» **What you need to do**:
From the entries below, return exactly the lines beginning at the one that contains "Those other operations" and ending at the one that contains "Because there were", both of them included, and only those lines.

[[ Raw data open ]]

PR #1036, opened 2025-06-10
Turtle (TTL) insert + upsert supprt

bplatz:
This adds Turtle file format (.ttl) support for `insert` and `upsert` APIs that were recently introduced.

I originally built this support into a fluree/server PR for a new `import` API here: https://github.com/fluree/server/pull/88 - but that PR never got merged. I'll close that PR, and the fluree/server work to support this will need to be done over to now leverage this capability directly in fluree/db.

This PR (as did the original fluree/server PR) leverages the great library from @quoll to assist with the Turtle parsing.

### DIFF
--- a/src/fluree/db/query/turtle/parse.cljc
+++ b/src/fluree/db/query/turtle/parse.cljc
@@ -1,0 +1,53 @@
+(ns fluree.db.query.turtle.parse
+  (:require [fluree.db.constants :as const]
+            [fluree.db.json-ld.iri :as iri]
+            [fluree.db.query.exec.where :as exec.where]
+            [quoll.raphael.core :as raphael]))
+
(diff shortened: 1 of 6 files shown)


dpetran (approved):
:turtle:

src/fluree/db/query/turtle/parse.cljc
```diff
@@ -0,0 +1,53 @@
+(ns fluree.db.query.turtle.parse
```
zonotope, line 1: Definitely not for this pr, but I think we should eventually reorganize these namespaces. The `fluree.db.query.*` fragment is dealing with much more than queries.

zonotope (commented):
🌸

PR #1037, opened 2025-06-11
Remove 'conn' dependency on Ledger record

bplatz:
This removes any final dependencies on 'conn' from the Ledger record - ledgers no longer need to retain a reference to conn.


src/fluree/db/connection.cljc
```diff
@@ -587,9 +589,11 @@
 
 (defn publish-commit
   "Publishes commit to all nameservices registered with the ledger."
-  [{:keys [primary-publisher secondary-publishers] :as _conn} commit-jsonld]
+  [{:keys [publishers] :as _ledger} commit-jsonld]
   (go-try
-    (let [result (<? (nameservice/publish primary-publisher commit-jsonld))]
+    (let [primary-publisher (first publishers)
```
zonotope: I'd rather we were explicit about which publisher is the primary because the semantics of how we publish to them are different.

bplatz: They are different for commits, but not different for other operations (e.g. index updates) - but maybe they should be.

Those other operations expect 'publishers' - so we'll have multiple places now where we treat them separate but then recombine them - one in the 'conn', and another in indexing. I'll put up the change and you can decide if you prefer it or I can revert.

Because there were downstream operations expecting 'publishers' I settled in on just using it.

bplatz: OK, pushed. I think I prefer it the way you suggested so good to go unless you have any additional comments.

zonotope (approved):
👍🏾

PR #1044, opened 2025-07-01
Fix/json data type

bplatz:
When retrieving `@json` data types, internally we converted this to rdf:JSON iri. When querying and extracting `@type` we will return `rdf:JSON` which is not ideal... both because the user input `@json`, and second because `rdf:JSON` is not part of the ref-syntax spec at all.

This will now return `@json` in queries that try to bind datatype to a variable.


dpetran (approved):
Good catch!

PR #1046, opened 2025-07-02
Ensure `@type` query var binding works

bplatz:
A direct variable binding for `@type` in a where clause was not working correctly nor was `@language` bindings.

It was working when querying in EDN using a symbol as the variable, but there was an issue an no tests when string variables / JSON was used. This fixes that issue.

@aaj3f mentioned there was a ticket for this issue however I was unable to find it.


zonotope (approved):
⛵

PR #1048, opened 2025-07-02
fix shacl property shape path segment handling

dpetran:
When we reconstruct a shape in order to evaluate it we do so greedily, pulling in all the predicates on each subject. When we are resolving a property shape path, we were assuming that a regular property would not have any additional data associated with it, and that if the path segment's map didn't contain one of our supported path modifiers then it was invalid.

This was an erroneous assumption. Now I've added an explicit check for unsupported property paths so we can correctly handle path segments with arbitrary data.


zonotope (approved):
🏹

PR #1050, opened 2025-07-04
Fix async error handling that could cause indefinite hangs

bplatz:
## Summary
- Fixes a critical issue where fluree/db could hang indefinitely when exceptions occur in async commit processing
- Adds proper exception handling in `with-commit-data` function to check if values from the commits channel are exceptions before attempting to destructure them

## Problem
The `with-commit-data` function expected all values from the commits channel to be `[commit-jsonld commit-proof]` tuples. However, when `trace-commits` encounters an error, it puts the exception directly on the channel. This caused a "nth not supported on this type: ExceptionInfo" error when trying to destructure the exception as a vector, which could result in the system hanging indefinitely.

## Solution
Added exception checking using `util/exception?` before destructuring. If an exception is detected:
1. Forward it to the error channel
2. Close the processing channel properly

This ensures errors are propagated correctly and prevents hangs.

## Test plan
- [x] Verify that commit processing works normally with valid data
- [x] Verify that exceptions in the commit pipeline are properly handled without hanging
- [x] Run existing test suite to ensure no regressions

### DIFF
--- a/src/fluree/db/flake/flake_db.cljc
+++ b/src/fluree/db/flake/flake_db.cljc
@@ -464,14 +464,21 @@
 (defn with-commit-data
   [commit-storage error-ch commits-ch]
   (let [to (async/chan)
-        af (fn [[commit-jsonld _commit-proof] ch]
+        af (fn [input ch]
              (go
-               (let [db-address (-> commit-jsonld
-                                    (get-first const/iri-data)
-                                    (get-first-value const/iri-address))]
-                 (-> commit-storage
-                     (read-commit-data commit-jsonld db-address error-ch)
-                     (async/pipe ch)))))]
+               ;; Check if input is an exception
+               (if (util/exception? input)
+                 (do
+                   (>! error-ch input)
+                   (async/close! ch))
+                 ;; Normal processing path
+                 (let [[commit-jsonld _commit-proof] input
+                       db-address (-> commit-jsonld
+                                      (get-first const/iri-data)
+                                      (get-first-value const/iri-address))]
+                   (-> commit-storage
+                       (read-commit-data commit-jsonld db-address error-ch)
+                       (async/pipe ch))))))]
     (async/pipeline-async 2 to af commits-ch)
     to))
 


zonotope (commented):
I don't think this is the correct solution. I would rather we fix `trace-commits` so that it puts any errors it encounters on the error channel that's passed to it instead of checking if each item we take off of the response channel is an error or not. This solution leads to ad-hoc error handling that will introduce much more complexity in the long term.

src/fluree/db/flake/flake_db.cljc
```diff
@@ -464,14 +464,21 @@
...
+        af (fn [input ch]
              (go
-               (let [db-address (-> commit-jsonld
-                                    (get-first const/iri-data)
-                                    (get-first-value const/iri-address))]
-                 (-> commit-storage
-                     (read-commit-data commit-jsonld db-address error-ch)
-                     (async/pipe ch)))))]
+               ;; Check if input is an exception
+               (if (util/exception? input)
```
zonotope: This should not be necessary and will cover up bugs in other parts of the implementation if it's left here.

src/fluree/db/commit/storage.cljc
```diff
@@ -121,10 +121,13 @@
                                       (<? (read-verified-commit storage prev-commit-addr))
                                       (catch* e
                                         (log/error e "Error tracing commits")
-                                        (>! error-ch e)))]
-                (recur verified-commit commit-t commit-tuples*)))))
+                                        (>! error-ch e)
```
zonotope: We have redundant `try`/`catch` blocks here. There's one starting at line 120, and another one wrapping the whole function starting at line 106.

I think we should remove the `try`/`catch` at 120 and rely on the one that's wrapping the whole function instead. 

We should replace the `try`/`catch` starting at line 120 with just:
```clojure
(<? (read-verified-commit storage prev-commit-addr))
```

And we should replace the `catch` starting at 129 with
```clojure
(catch* e
  (log/error e "Error tracing commits")
  (>! error-ch e))
```

src/fluree/db/commit/storage.cljc
```diff
@@ -121,10 +121,13 @@
...
+                                        (async/close! resp-ch)
+                                        nil))]
+                (when verified-commit
```
zonotope: We should prefer `(when-let ...` over `(let ... (when ...`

[[ Raw data closed ]]

» **Reply to the task**:
Those other operations expect 'publishers' - so we'll have multiple places now where we treat them separate but then recombine them - one in the 'conn', and another in indexing. I'll put up the change and you can decide if you prefer it or I can revert.

Because there were downstream operations expecting 'publishers' I settled in on just using it.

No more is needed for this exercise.